### Task:
Look through the records below for the line holding "not directly modify". Write it out exactly, with each following line through the line holding "local owned instances".

### Data:
Issue #2701, opened 2021-05-26
Subscription manager, issues


KSchopmeyer:
1.  Issue with definition of Name property.

When the SubscriptionManager Name property creates a new destination it defines the name property as:

```

SubscriptionManager, Line 1179
        dest_inst['Name'] = _format(
            'pywbemdestination:{0}:{1}:{2}',
            ownership, self._subscription_manager_id, uuid.uuid4())

```

However, when the add_server looks for owned indications: ist uses syntax for the Name property defined by the regex

```

        this_host = getfqdn()
        dest_name_pattern = re.compile(
            _format(r'^pywbemdestination:owned:{0}:{1}:[^:]*$',
                    this_host, self._subscription_manager_id))

```

Which contains the "this_host" value.   Thus, it never finds the owned destinations.

The same issue applies to the add_filter()

We will fix this to include the fqdn as the value of this component of each Name property and add code to includ it in the pattern.

```

2. Issue with comparison of paths of new subscription instance and instance from owned list.  In this case, the instance created for the new subscription instance to be created does not include the keybindings even though they are in the instance.  See the code below from SubscriptionManager, line 1336:

```
        sub_path = CIMInstanceName(SUBSCRIPTION_CLASSNAME,
                                   namespace=server.interop_ns)

        sub_inst = CIMInstance(SUBSCRIPTION_CLASSNAME)
        sub_inst.path = sub_path
        sub_inst['Filter'] = filter_path
        sub_inst['Handler'] = dest_path

        if owned:
            for inst in self._owned_subscriptions[server_id]:
                if inst.path == sub_path:
                    # It does not have any properties besides its keys,
                    # so checking the path is sufficient.
                    return sub_inst

```

The sub_inst.path is not completed with the keybindings

```
The _createfilter method  does not create a complete path for the new filter because it does not add the keybindings to the path but only sets the classname and namespace.  
3. Issue with same test in create_filter.  Created path is incomplete with no keybindings. While this is correct for the CreateInstance that follows, the test of inst.path == ..._path fails because the keybindings are not defined.
4. Same issue with dest_path
[...]

PR #2702, opened 2021-05-27
Fixes issue #2701, SubscriptionManager code issues 

KSchopmeyer:
1. Fixes an issue where the build of owned CIM Listener destination and CIM
indication filter objects and the regex to find the objects when
restoring these objects from a server did not have a common
understanding of the exact format of the Name property. The host_name
element was part of the regex but not of the string in the Name
property. This pr simply adds the host_name to the Name property.

Resolved: We send them

2. Fixes an issue where the add_subscription() comparison of the new instance path with paths from the list of owned instances is working with an incomplete path on the new instance (the keybindings have not been added).

Resolved: We don't do the modify so that code removed.

It also adds tests to confirm that when a SubscriptionManager is created, the owned subscriptions, filters, and destinations are
recovered from the server correctly and the subscription if added twice does not actually add the second time

**DISCUSSION:** 
There are a couple of issues for discussion:

1. Should we be sending the properties for SystemCreationClassName and SystemName properties to the server at all when we create filters and destinations.  OpenPegasus allows them but tests the values against what it expects and changes the values if necessary.  NOTE: This question covers a lot more than just these classes for the client since that pattern of properties in paths is common.

   Update by Andy: We decided to always send the key properties when creating instances in order to support older implementations.

2. Should we be caching the SystemCreationClassName as we are now with the ServerName to be used to build local paths to help determine if filters and destinations already exist in the server.

   Update by Andy: Don't think so, if we change the comparison as I suggested in the comments I don't think that is necessary.

### DIFF
--- a/docs/changes.rst
+++ b/docs/changes.rst
@@ -37,6 +37,21 @@ Released: not yet
   surrounded by verbose test (if p.parse.verbose:). See pywbemcli issue
   #395,
 
+* Fixes several issues in WBEMSubscriptionManager:
+  - add_filter() and add_destinations() methods  can no longer modify
+    existing instances on the WBEM server. They can only create new instances.
+  - Modified the algorithm to determine owned filters and
+    instances so they are are correctly recovered from the WBEM server when the
+    WBEMSubscriptionManager is restarted (before this they could be returned
+    as not-owned object).
+  - Change to use WBEM server systemname as the value of the SystemName
+    property.
+  - Removed code that built instance path for new filter and destination
+    instances since that was used only to try to determine if instance existed
+    to make the create/modify decision.
+  - Added the client host as a component of the Name property for owned
+    filters and destinations. (issue #2701).
+
 * Docs: Fixed an error with the autodocsumm and Sphinx 4.0.0. (issue #2697)
 
 * Jupyter Notebook: Ignored safety issues 40380..40386 in order to continue
--- a/pywbem/_subscription_manager.py
+++ b/pywbem/_subscription_manager.py
@@ -74,18 +74,25 @@ with one exception:
 The :class:`~pywbem.WBEMSubscriptionManager` object remembers owned
 subscriptions, filters, and listener destinations. If for some reason that
 object gets deleted before all servers could be removed (e.g. because the
-Python program aborts), the corresponding CIM instances in the WBEM server
-still exist, but the knowledge is lost that these instances were owned by that
-subscription manager. Therefore, the subscription manager discovers owned
-subscriptions, filters, and listener destinations when a server is added.
-For filters, this discovery is based upon the Name property. Therefore, if
-the Name property is set by the user (e.g. because a management profile
-requires a particular name), the filter must be permanent and cannot be owned.
+Python program aborts or the client is terminated), the corresponding CIM
+instances in the WBEM server still exist, but the knowledge is lost that these
+instances were owned by that subscription manager. Therefore, the subscription
+manager discovers owned subscriptions, filters, and listener destinations when
+a server is added. For this discovery, is based upon the Name property.
+Therefore, if the Name property is set by the user (e.g. because a management
+profile requires a particular name), the filter must be permanent and cannot be
+owned.
+
+Since :class:`~pywbem.WBEMSubscriptionManager` does not directly modify
+existing instances of filter or destinations or subscriptions, the user must do
+this directly through the `ModifyInstance` WBEM request method and then update
+the local owned instances list by executing get_all_filters(),
+get_all_destinations(), or get_all_subscriptions().
 
 Examples
 --------
 
-The following example code demonstrates the use of a subscription manager
+The following example code demonstrates the use of a subscri tion manager
 to subscribe for a CIM alert indication on a WBEM server. The WBEM listener
 is assumed to exist somewhere and is identified by its URL::
 
@@ -187,7 +194,8 @@ class WBEMSubscriptionManager(object):
             contain the character ':' because that is the separator between
             components within the value of the `Name` property.
 
-            The subscription manager ID must be unique on the current host.
+            The subscription manager ID must be unique on the current client
+            host.
 
             For example, the form of the `Name` property of a filter instance
             is (for details, see
@@ -207,6 +215,7 @@ class WBEMSubscriptionManager(object):
         self._owned_subscriptions = {}  # CIMInstance of owned subscriptions
         self._owned_filters = {}  # CIMInstance of owned filters
         self._owned_destinations = {}  # CIMInstance owned destinations
+        self._systemnames = {}  # Dict that will contain SystemNames
 
         if subscription_manager_id is None:
             raise ValueError("Subscription manager ID must not be None")
@@ -228,7 +237,7 @@ class WBEMSubscriptionManager(object):
         return _format(
             "WBEMSubscriptionManager("
             "_subscription_manager_id={s._subscription_manager_id!A}, "
-            "_servers={s._servers}, "
+            "_servers={s._servers}, _systemnames={s._systemnames!A}"
             "...)",
             s=self)
 
@@ -244,6 +253,7 @@ class WBEMSubscriptionManager(object):
             "_owned_subscriptions={s._owned_subscriptions!A}, "
             "_owned_filters={s._owned_filters!A}, "
             "_owned_destinations={s._owned_destinations!A})",
+            "_systemnames={s._systemnames!A}",
             s=self)
 
     def __enter__(self):
@@ -344,29 +354,35 @@ class WBEMSubscriptionManager(object):
         self._owned_filters[server_id] = []
         self._owned_destinations[server_id] = []
 
-        # Recover any owned destination, filter, and subscription instances
-        # that exist on this server
+        # Get the SystemName from the WBEMServer CIM_ObjectManager for this
+        # server.
+        self._systemnames[server_id] = server.cimom_inst['SystemName']
 
-        this_host = getfqdn()
+        # Issue #2709 Expand to account for WBEMServer profile
 
+        # Get the hostname of the client system to be part of destination Name
+        this_client = getfqdn()
+
+        # Recover owned destination, filter, and subscription instances
+        # that exist on the WBEMServer
         dest_name_pattern = re.compile(
             _format(r'^pywbemdestination:owned:{0}:{1}:[^:]*$',
-                    this_host, self._subscription_manager_id))
+                    this_client, self._subscription_manager_id))
         dest_insts = server.conn.EnumerateInstances(
             DESTINATION_CLASSNAME, namespace=server.interop_ns)
+
         for inst in dest_insts:
-            if re.match(dest_name_pattern, inst.path.keybindings['Name']) \
-                    and inst.path.keybindings['SystemName'] == this_host:
+            if re.match(dest_name_pattern, inst.path.keybindings['Name']):
                 self._owned_destinations[server_id].append(inst)
 
         filter_name_pattern = re.compile(
             _format(r'^pywbemfilter:owned:{0}:{1}:[^:]*:[^:]*$',
-                    this_host, self._subscription_manager_id))
+                    this_client, self._subscription_manager_id))
         filter_insts = server.conn.EnumerateInstances(
             FILTER_CLASSNAME, namespace=server.interop_ns)
+
         for inst in filter_insts:
-            if re.match(filter_name_pattern, inst.path.keybindings['Name']) \
-                    and inst.path.keybindings['SystemName'] == this_host:
+            if re.match(filter_name_pattern, inst.path.keybindings['Name']):
                 self._owned_filters[server_id].append(inst)
 
         sub_insts = server.conn.EnumerateInstances(
@@ -375,6 +391,8 @@ class WBEMSubscriptionManager(object):
                               self._owned_filters[server_id]]
         owned_destination_paths = [inst.path for inst in
                                    self._owned_destinations[server_id]]
+
+        # Subscription is owned if either filter or destination is owned.
         for inst in sub_insts:
             if inst.path.keybindings['Filter'] in \
                     owned_filter_paths \
@@ -401,7 +419,6 @@ class WBEMSubscriptionManager(object):
 
             Exceptions raised by :class:`~pywbem.WBEMConnection`.
         """
-
         # Validate server_id
         server = self._get_server(server_id)
 
@@ -463,21 +480,22 @@ class WBEMSubscriptionManager(object):
 
         The form of the `Name` property of the created destination instance is:
 
-          ``"pywbemdestination:" {ownership} ":" {subscription_manager_id} ":"
-          {guid}``
+          ``"pywbemdestination:" {ownership} ":" {client_host_name} ":"
+          {subscription_manager_id} ":" {guid}``
 
         where ``{ownership}`` is ``"owned"`` or ``"permanent"`` dependent on
-        the `owned` argument; ``{subscription_manager_id}`` is the
-        subscription manager ID; and ``{guid}`` is a globally unique
-        identifier.
+        the `owned` argument; ``{client_host_name}`` is the fqdn of the client
+        host; ``{subscription_manager_id}`` is the subscription manager ID;
+        and ``{guid}`` is a globally unique identifier.
 
         Owned listener destinations are added or updated conditionally: If the
         listener destination instance to be added is already registered with
-        this subscription manager and has the same property values, it is not
-        created or modified. If it has the same path but different property
-        values, it is modified to get the desired property values. If an
-        instance with this path does not exist yet (the normal case), it is
-        created.
+        this subscription manager, is an owned destination and has the same
+        `Destination property`, a new listener_destination instance is not
+        created. If an instance with this path does not exist yet (the normal
+        case), it is created.
+
+        This method does not modify an existing destination instance.
 
         Permanent listener destinations are created unconditionally, and it is
         up to the user to ensure that such an instance does not exist yet.
@@ -698,25 +716,26 @@ class WBEMSubscriptionManager(object):
 
           In this case, the value of the `Name` property will be:
 
-          ``"pywbemfilter:" {ownership} ":" {subscription_manager_id} ":"
-          {filter_id} ":" {guid}``
+          ``"pywbemfilter:" {ownership} ":" {client_host_name} ":"
+          {subscription_manager_id} ":" {filter_id} ":" {guid}``
 
           where
           ``{ownership}`` is ``"owned"`` or ``"permanent"`` dependent on
           whether the filter is owned or permmanent;
+          ``{client_host_name}`` is the fqdn of the client hos;
           ``{subscription_manager_id}`` is the subscription manager ID;
           ``{filter_id}`` is the filter ID; and
           ``{guid}`` is a globally unique identifier.
 
-          This can be used for both owned and permanent filters.
+        Only owned  filters can use the filter_id to create the
+        `Name` property.
 
         Owned indication filters are added or updated conditionally: If the
         indication filter instance to be added is already registered with
-        this subscription manager and has the same property values, it is not
-        created or modified. If it has the same path but different property
-        values, it is modified to get the desired property values. If an
-        instance with this path does not exist yet (the normal case), it is
+        this subscription manager , it is not
         created.
+
+        This method does not modify existing CIM_IndicationFilter instances.
 
         Permanent indication filters are created unconditionally, and it is
         up to the user to ensure that such an instance does not exist yet.
@@ -793,6 +812,10 @@ class WBEMSubscriptionManager(object):
             if ':' in filter_id:
                 raise ValueError(
                     _format("Filter ID contains ':': {0!A}", filter_id))
+
+        if name is not None and owned:
+            raise ValueError("The name parameter cannot be used to add "
+                             "owned filters.")
 
         filter_inst = self._create_filter(server_id, source_namespace, query,
                                           query_language, owned, filter_id,
@@ -1131,6 +1154,10 @@ class WBEMSubscriptionManager(object):
         In order to catch any changes the server applies, the instance is
         retrieved again using the instance path returned by instance creation.
 
+        If an instance is found in the server with the same value of the
+        `Destination` property, no new instance is created and the existing
+        is returned.
+
         Parameters:
 
           server_id (:term:`string`):
@@ -1162,41 +1189,34 @@ class WBEMSubscriptionManager(object):
         # Validate server_id
         server = self._get_server(server_id)
 
+        this_client = getfqdn()
+
         # Validate the URL by reconstructing it. Do not allow defaults
         _, _, listener_url = parse_url(dest_url, allow_defaults=False)
 
-        this_host = getfqdn()
         ownership = "owned" if owned else "permanent"
 
-        dest_path = CIMInstanceName(DESTINATION_CLASSNAME,
-                                    namespace=server.interop_ns)
-
         dest_inst = CIMInstance(DESTINATION_CLASSNAME)
-        dest_inst.path = dest_path
         dest_inst['CreationClassName'] = DESTINATION_CLASSNAME
         dest_inst['SystemCreationClassName'] = SYSTEM_CREATION_CLASSNAME
-        dest_inst['SystemName'] = this_host
+        dest_inst['SystemName'] = self._systemnames[server_id]
+
         dest_inst['Name'] = _format(
-            'pywbemdestination:{0}:{1}:{2}',
-            ownership, self._subscription_manager_id, uuid.uuid4())
+            'pywbemdestination:{0}:{1}:{2}:{3}',
+            ownership, this_client, self._subscription_manager_id, uuid.uuid4())
         dest_inst['Destination'] = listener_url
 
         if owned:
-            for i, inst in enumerate(self._owned_destinations[server_id]):
-                if inst.path == dest_path:
-                    # It already exists, now check its properties
-                    if inst != dest_inst:
-                        server.conn.ModifyInstance(dest_inst)
-                        dest_inst = server.conn.GetInstance(dest_path)
-                        self._owned_destinations[server_id][i] = dest_inst
-                    return dest_inst
-            dest_path = server.conn.CreateInstance(dest_inst)
-            dest_inst = server.conn.GetInstance(dest_path)
+            # If an instance with the same destination property exists,
+            # do not create a new instance.
+            for inst in self._owned_destinations[server_id]:
+                if inst['Destination'] == dest_inst['Destination']:
+                    return inst  # has path set
+        dest_path = server.conn.CreateInstance(dest_inst,
+                                               namespace=server.interop_ns)
+        dest_inst = server.conn.GetInstance(dest_path)
+        if owned:
             self._owned_destinations[server_id].append(dest_inst)
-        else:
-            # Responsibility to ensure it does not exist yet is with the user
-            dest_path = server.conn.CreateInstance(dest_inst)
-            dest_inst = server.conn.GetInstance(dest_path)
 
         return dest_inst
 
@@ -1253,44 +1273,32 @@ class WBEMSubscriptionManager(object):
         # Validate server_id
         server = self._get_server(server_id)
 
-        this_host = getfqdn()
         ownership = "owned" if owned else "permanent"
 
-        filter_path = CIMInstanceName(FILTER_CLASSNAME,
-                                      namespace=server.interop_ns)
+        this_client = getfqdn()
 
         filter_inst = CIMInstance(FILTER_CLASSNAME)
-        filter_inst.path = filter_path
         filter_inst['CreationClassName'] = FILTER_CLASSNAME
         filter_inst['SystemCreationClassName'] = SYSTEM_CREATION_CLASSNAME
-        filter_inst['SystemName'] = this_host
+        filter_inst['SystemName'] = self._systemnames[server_id]
         if filter_id:
             filter_inst['Name'] = _format(
-                'pywbemfilter:{0}:{1}:{2}:{3}',
-                ownership, self._subscription_manager_id, filter_id,
-                uuid.uuid4())
+                'pywbemfilter:{0}:{1}:{2}:{3}:{4}',
+                ownership, this_client, self._subscription_manager_id,
+                filter_id, uuid.uuid4())
         if name:
             filter_inst['Name'] = name
+
         filter_inst['SourceNamespace'] = source_namespace
         filter_inst['Query'] = query
         filter_inst['QueryLanguage'] = query_language
 
+        filter_path = server.conn.CreateInstance(
+            filter_inst, namespace=server.interop_ns)
+        filter_inst = server.conn.GetInstance(filter_path)
+
         if owned:
-            for i, inst in enumerate(self._owned_filters[server_id]):
-                if inst.path == filter_path:
-                    # It already exists, now check its properties
-                    if inst != filter_inst:
-                        server.conn.ModifyInstance(filter_inst)
-                        filter_inst = server.conn.GetInstance(filter_path)
-                        self._owned_filters[server_id][i] = filter_inst
-                    return filter_inst
-            filter_path = server.conn.CreateInstance(filter_inst)
-            filter_inst = server.conn.GetInstance(filter_path)
             self._owned_filters[server_id].append(filter_inst)
-        else:
-            # Responsibility to ensure it does not exist yet is with the user
-            filter_path = server.conn.CreateInstance(filter_inst)
-            filter_inst = server.conn.GetInstance(filter_path)
 
         return filter_inst
 
@@ -1334,7 +1342,9 @@ class WBEMSubscriptionManager(object):
         server = self._get_server(server_id)
 
         sub_path = CIMInstanceName(SUBSCRIPTION_CLASSNAME,
-                                   namespace=server.interop_ns)
+                                   namespace=server.interop_ns,
+                                   keybindings=[('Filter', filter_path),
+                                                ('Handler', dest_path)])
 
         sub_inst = CIMInstance(SUBSCRIPTION_CLASSNAME)
         sub_inst.path = sub_path
@@ -1347,12 +1357,14 @@ class WBEMSubscriptionManager(object):
                     # It does not have any properties besides its keys,
                     # so checking the path is sufficient.
                     return sub_inst
-            sub_path = server.conn.CreateInstance(sub_inst)
+            sub_path = server.conn.CreateInstance(
+                sub_inst, namespace=server.interop_ns)
             sub_inst = server.conn.GetInstance(sub_path)
             self._owned_subscriptions[server_id].append(sub_inst)
         else:
             # Responsibility to ensure it does not exist yet is with the user
-            sub_path = server.conn.CreateInstance(sub_inst)
+            sub_path = server.conn.CreateInstance(
+                sub_inst, namespace=server.interop_ns)
             sub_inst = server.conn.GetInstance(sub_path)
 
         return sub_inst
--- a/tests/unittest/pywbem/test_subscriptionmanager.py
+++ b/tests/unittest/pywbem/test_subscriptionmanager.py
@@ -25,7 +25,6 @@ from __future__ import absolute_import, print_function
 
 import os
 import re
-from socket import getfqdn
 import pytest
 
 from ...utils import skip_if_moftab_regenerated
@@ -55,7 +54,9 @@ VERBOSE = False
 
 # The following dictionary is the mock WBEM server configuration for the
 # WBEMServerMock class.  It defines a mock WBEM server that is build with
-# defined class schemas, classnames, etc.
+# defined class schemas, classnames, etc.  It uses the same dictionary pattern
+# as the default dictionary in the ../utils directory.
+
 SUBSCRIPTION_WBEM_SERVER_MOCK_DICT = {
     'dmtf_schema': {'version': DMTF_TEST_SCHEMA_VER,
                     'dir': TESTSUITE_SCHEMA_DIR},
@@ -100,12 +101,15 @@ SUBSCRIPTION_WBEM_SERVER_MOCK_DICT = {
     # List of CIMInstances. Each entry is a CIM instance with classname,
     # and properties. All properties required to build the path must be
     # defined. No other properties are required for this test.
-    # TODO: We may expand this for more scoping tests.
     'central-instances': [],
     'scoping-instances': []
 }
 
 
+# NOTE: Please add new test functionality to the function
+#       test_subscriptionmanager(...)) below. We will leave these functions
+#       because they do provide a broad set of test functionality in just a few
+#       tests (each tests creates the mock environment)
 class BaseMethodsForTests(object):
     """
     Base Class for tests contains all common methods and class level
@@ -120,6 +124,7 @@ class BaseMethodsForTests(object):
         """
         skip_if_moftab_regenerated()
 
+        # TODO: modify this to use the same code as in test_subscriptionmanager
         server = WbemServerMock(interop_ns='interop')
         # pylint: disable=attribute-defined-outside-init
         self.conn = server.wbem_server.conn
@@ -140,7 +145,6 @@ class BaseMethodsForTests(object):
                             include_missing_properties=True,
                             include_path=True):
         # TODO AM 8/18 The inst_from_classname() method is not used.
-        # NOTE: This method was never added to pywbem apparently
         """
         Build instance from class using class_name property to get class
         from a repository.
@@ -181,9 +185,8 @@ class BaseMethodsForTests(object):
         Using Server class, get count of Filters, Subscriptions, Destinations
         from server as confirmation outside of SubscriptionManagerCode.
         """
-        this_host = getfqdn()
-
         server = WBEMServer(self.conn)
+        system_name = server.cimom_inst['SystemName']
 
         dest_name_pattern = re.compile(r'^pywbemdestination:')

### Task result:
+Since :class:`~pywbem.WBEMSubscriptionManager` does not directly modify
+existing instances of filter or destinations or subscriptions, the user must do
+this directly through the `ModifyInstance` WBEM request method and then update
+the local owned instances list by executing get_all_filters(),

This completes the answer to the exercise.